My call to 1800 780 219 was answered promptly and it was pretty good quality to Mumbai. I provided the customer’s account details, and I explained to the helpdesk operator I was a technical support person, that we had a mutual customer, and it appeared the Optus SMTP server was down. I told him the error I was getting in Outlook, and the error I was getting by connecting via telnet. I asked if maybe there was an alternative mail server I could use, until the problem had been fixed?

At that point the call derailed rather badly. The next fifty minutes consisted of questions and suggestions (and my responses in italics) like the following. These were all interspersed with BEING PUT ON HOLD for up to 5 minutes at a time:

“We’ll try deleting all your mail in Outlook, and restarting Outlook.” “We won’t be deleting any mail today. It’s not a problem with Outlook, or the customer’s email. It’s a problem with your SMTP server.”

“Let’s create a new mail account in Outlook, that should fix the problem.” “It won’t, but I’ll do it anyway if helps to escalate the problem at your end.” Surprisingly, a new mail account with the same settings didn’t fix the problem.

“I will change the password on the customer’s account, let’s try that.” “But SMTP doesn’t need a password, we’re not using SMTP authentication.” (Password changed anyway.)

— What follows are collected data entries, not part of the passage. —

PR #2089, opened 2021-07-29
mimic "hello" submenu style on platform

teallarson:
Copies the style of the submenu beneath it.  If there are resque errors, the carets are after the errors... they don't change when the menu was expanded, but neither do the carets on "Hello _______ "

Screen Shot 2021-07-29 at 4 32 23 PM

Screen Shot 2021-07-29 at 4 33 42 PM


evantahler:
This is 👍 with me as is!

I bet we *could* rotate those carets with CSS as the menus expand...

evantahler (approved):

PR #2117, opened 2021-08-02
ApiKey values can be set via codeConfig

evantahler:
Allows users to choose a value for an API Key when using codeConfig, eg: 

```js
// from config/apiKeys/main.js

module.exports = function () {
  return {
    class: "apiKey",
    id: "main_api_key",
    name: "Main API Key",
    apiKey: process.env.MAIN_API_KEY, // <-- reference  MAIN_API_KEY from ENV
    options: {
      permissionAllRead: true,
      permissionAllWrite: true,
    },
  };
};

```


bleonard:
It would be kind of nice if something like `GROUPAROO_OPTION__API_KEY_MAIN_API_KEY="something"` worked, but I don't think that's a priority.

PR #2119, opened 2021-08-03
Sources can map via non-unique mapping

evantahler:
This PR makes is possible to create Source Mappings against non-unique Properties. 

When importing, for efficiency, rather querying the Source multiple times for the same non-unique value, we take the value returned for one value of the mapped property and copy to all other Profiles with the same mapped lookup value.  

There are some new caveats:
* Mappings cannot be made against array properties
* If a Source is mapped though a non-unique Property, it cannot create unique Properties
* If a Source is mapped though a non-unique Property, it cannot create unique array Properties
* If a Source is mapped though a non-unique Property, it cannot have a Schedule

TODO: 
- [x] Tests
- [x] Ensure that batching only works for Exact properties with no filters
- [x] Prevent schedules on sources mapped though a non-unique property
- [x] Check nulls on import chain

### DIFF
--- a/core/__tests__/models/property/property.ts
+++ b/core/__tests__/models/property/property.ts
@@ -749,29 +749,29 @@ describe("models/property", () => {
         await source.setMapping({ id: "userId" });
       });
 
-      test("properties mapped though unique properties can be unique", async () => {
+      test("properties mapped through unique properties can be unique", async () => {
         await source.setMapping({ id: "userId" });
         await property.update({ unique: true });
         expect((await property.reload()).unique).toEqual(true);
       });
 
-      test("properties mapped though unique properties can be arrays", async () => {
+      test("properties mapped through unique properties can be arrays", async () => {
         await source.setMapping({ id: "userId" });
         await property.update({ isArray: true });
         expect((await property.reload()).isArray).toEqual(true);
       });
 
-      test("properties mapped though non-unique properties cannot be unique", async () => {
+      test("properties mapped through non-unique properties cannot be unique", async () => {
         await source.setMapping({ id: "lastName" });
         await expect(property.update({ unique: true })).rejects.toThrow(
-          /A unique Property cannot be mapped though a non-unique Property/
+          /A unique Property cannot be mapped through a non-unique Property/
         );
       });
 
-      test("properties mapped though non-unique properties cannot be arrays", async () => {
+      test("properties mapped through non-unique properties cannot be arrays", async () => {
         await source.setMapping({ id: "lastName" });
         await expect(property.update({ isArray: true })).rejects.toThrow(
-          /An array Property cannot be mapped though a non-unique Property/
+          /An array Property cannot be mapped through a non-unique Property/
         );
       });
     });
--- a/core/__tests__/models/property/property.ts
+++ b/core/__tests__/models/property/property.ts
@@ -280,6 +280,7 @@ describe("models/property", () => {
       appId: app.id,
       type: "source-no-options",
     });
+    await source.setMapping({ id: "userId" });
     await source.update({ state: "ready" });
     const property = await Property.create({
       key: "property-no-options",
@@ -581,7 +582,7 @@ describe("models/property", () => {
     await source.destroy();
   });
 
-  describe("directlyMapping", () => {
+  describe("directlyMapped", () => {
     let userIdProperty: Property;
     let emailProperty: Property;
 
@@ -726,6 +727,53 @@ describe("models/property", () => {
 
     beforeEach(() => {
       queryCounter = 0;
+    });
+
+    describe("mapped though a non-unique property", () => {
+      let property: Property;
+
+      beforeAll(async () => {
+        property = await helper.factories.property(
+          source,
+          { key: "wordInSpanish" },
+          { column: "spanishWord" }
+        );
+      });
+
+      beforeEach(async () => {
+        await property.update({ unique: false, isArray: false });
+      });
+
+      afterAll(async () => {
+        await property.destroy();
+        await source.setMapping({ id: "userId" });
+      });
+
+      test("properties mapped though unique properties can be unique", async () => {
+        await source.setMapping({ id: "userId" });
+        await property.update({ unique: true });
+        expect((await property.reload()).unique).toEqual(true);
+      });
+
+      test("properties mapped though unique properties can be arrays", async () => {
+        await source.setMapping({ id: "userId" });
+        await property.update({ isArray: true });
+        expect((await property.reload()).isArray).toEqual(true);
+      });
+
+      test("properties mapped though non-unique properties cannot be unique", async () => {
+        await source.setMapping({ id: "lastName" });
+        await expect(property.update({ unique: true })).rejects.toThrow(
+          /A unique Property cannot be mapped though a non-unique Property/
+        );
+      });
+
+      test("properties mapped though non-unique properties cannot be arrays", async () => {
+        await source.setMapping({ id: "lastName" });
+        await expect(property.update({ isArray: true })).rejects.toThrow(
+          /An array Property cannot be mapped though a non-unique Property/
+        );
+      });
     });
 
     describe("filters", () => {
--- a/core/src/models/Source.ts
+++ b/core/src/models/Source.ts
@@ -216,10 +216,21 @@ export class Source extends LoggedModel<Source> {
 
   async scheduleAvailable() {
     const { pluginConnection } = await this.getPlugin();
-    if (typeof pluginConnection?.methods?.profiles === "function") {
+    if (typeof pluginConnection?.methods?.profiles !== "function") {
+      return false;
+    }
+
+    const mapping = await this.getMapping();
+    if (Object.values(mapping).length === 0) {
+      return true;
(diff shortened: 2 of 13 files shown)


core/__tests__/models/property/property.ts
```diff
@@ -728,6 +729,53 @@ describe("models/property", () => {
...
+      beforeEach(async () => {
+        await property.update({ unique: false, isArray: false });
+      });
+
+      afterAll(async () => {
+        await property.destroy();
+        await source.setMapping({ id: "userId" });
+      });
+
+      test("properties mapped though unique properties can be unique", async () => {
```
pedroslopez: very nitpicky, but this small typo is copied multiple times :)
```suggestion
      test("properties mapped through unique properties can be unique", async () => {
```

core/src/models/Source.ts
```diff
@@ -216,10 +216,21 @@ export class Source extends LoggedModel<Source> {
...
+
+    const mapping = await this.getMapping();
+    if (Object.values(mapping).length === 0) {
+      return true;
+    } else {
+      const propertyMappingKey = Object.values(mapping)[0];
+      const property = (await Property.findAllWithCache()).find(
+        (p) => p.key === propertyMappingKey
+      );
+      if (!property.unique) return false;
```
pedroslopez, line 231: 👍🏼 can't create a schedule for a source mapped with non-unique property

core/src/modules/ops/source.ts
```diff
@@ -253,6 +258,12 @@ export namespace SourceOps {
         profileIds: profiles.map((p) => p.id),
       });
 
+      await applyNonUniqueMappedResultsToAllProfiles(response, {
+        profiles,
+        properties,
+        sourceMapping,
+      });
+
```
pedroslopez, line 266: I understand that this new method sets the non-uniquely mapped properties values for all other pending profiles, but it's not totally clear to me why this is necessary. Does the `profileProperties` method not already return a response with the values set for each of the profiles in question?

Looking a bit into the `app-template`'s `profileProperties` method implementation, it seems like if the "primaryKey" (the mapping) matches a profile, it will be pushed to an array:
https://github.com/grouparoo/grouparoo/blob/b31360b3418a0a7b9f04b454d9a336d9ca1b6e55/plugins/%40grouparoo/app-templates/src/source/table/profileProperties.ts#L64-L66

...and then the resulting value will be set on each of those profiles:
https://github.com/grouparoo/grouparoo/blob/b31360b3418a0a7b9f04b454d9a336d9ca1b6e55/plugins/%40grouparoo/app-templates/src/source/table/profileProperties.ts#L110-L120

From what I'm reading, it suggests that multiple profiles can have this same mapping value and it should set it on all, no? What am I missing?

pedroslopez (commented):
Looks good! I mainly have one question about the "fanning out"

core/__tests__/models/property/property.ts
evantahler: Typo! fixed up in f06019c64299b7e900fa3ae4e7ddfbe49b875798

core/src/modules/ops/source.ts
evantahler: > I understand that this new method sets the non-uniquely mapped properties values for all other pending profiles, but it's not totally clear to me why this is necessary. Does the `profileProperties` method not already return a response with the values set for each of the profiles in question?
> ...
> From what I'm reading, it suggests that multiple profiles can have this same mapping value and it should set it on all, no? What am I missing?


Yeah, this was the confusing part!

https://github.com/grouparoo/grouparoo/blob/b31360b3418a0a7b9f04b454d9a336d9ca1b6e55/plugins/%40grouparoo/app-templates/src/source/table/profileProperties.ts#L64-L66 sets up the response object to have an entry for each profile.  

https://github.com/grouparoo/grouparoo/blob/b31360b3418a0a7b9f04b454d9a336d9ca1b6e55/plugins/%40grouparoo/app-templates/src/source/table/profileProperties.ts#L110-L120 takes what the plugin returns and applies to the response hash per profile, per property... BUT it doesn't guarantee that every profile sent to the plugin will get a result back in this case.

I've been using a translation [dataset in my tests](https://github.com/grouparoo/grouparoo/blob/f06019c64299b7e900fa3ae4e7ddfbe49b875798/core/__tests__/data/translations.csv).  Imagine that was SQL, and we had 100 Profiles with the property `english_word="Spanish"` and `english_word="English"` and we were trying to load up the property `spanish_word`.  The generated query would be something like:
  
```sql
SELECT "spanish_word", "english_word" as __pk FROM translations WHERE  "english_word" IN ('Spanish','English') GROUP BY english_word,spanish_word
```
... which means we'll only get one row back from the database for each language here (2 rows total), not the 100 we need.  So, the code then "fans out" (eg: copies) the response over and over to all the Profiles that has the same `english_word`.

The alternative would have been to come up with a query like @tealjulia talks about in her [0's blog post](https://www.grouparoo.com/blog/data-cleaning-null-aggregate-values) to union together a result set that duplicates the data in SQL rather than JS.  I chose the in-code way to make this more generic for all sources.

evantahler:
> I understand that this new method sets the non-uniquely mapped properties values for all other pending profiles, but it's not totally clear to me why this is necessary. Does the `profileProperties` method not already return a response with the values set for each of the profiles in question?
> ...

“You need to delete all your cookies and browser history, that should fix it.” “Ummm no it won’t. But I’ll do it anyway if it progresses your script.” (Done anyway FWIW. No difference.)

He asked if I could try the same test from another mail client, or on another machine on the customer’s network. I didn’t think that would achieve anything either, other than to check DNS resolution on an independent machine, but did it anyway. There was (predictably) no change in the response from Optus’s SMTP server.

I asked if the mail server name I was using was correct. He assured me it was.

I asked if I could email the help desk operator a screen-grab of the error messages. ”No, we don’t have email here.” (“Where are you, are you in Melbourne?” “No, I’m in Mumbai.” “Hmmm we have email in Melbourne, are you sure you don’t have email in Mumbai?”)

I asked if he could ping the mail server from his end. “No, we can’t do that from here.”

I asked if he could telnet into the mail server. “No, we don’t have telnet here.” I asked if he was familiar with telnet, and if he understood the tests I was performing here. He assured me he was, and that he understood. Then he asked me to check settings in Outlook again.

I was pinging the mail server name, and read out the IP address of the mail server. I asked him if the mail server name was resolving to the correct IP address? He said it was.

I asked him if the mail server name resolved to a different IP address on *his* network. He said he didn’t know, and suggested making more changes to Microsoft Outlook.

And then, my favourite, about 40 minutes into the call: “Actually, can I just check that you have access to the internet please?”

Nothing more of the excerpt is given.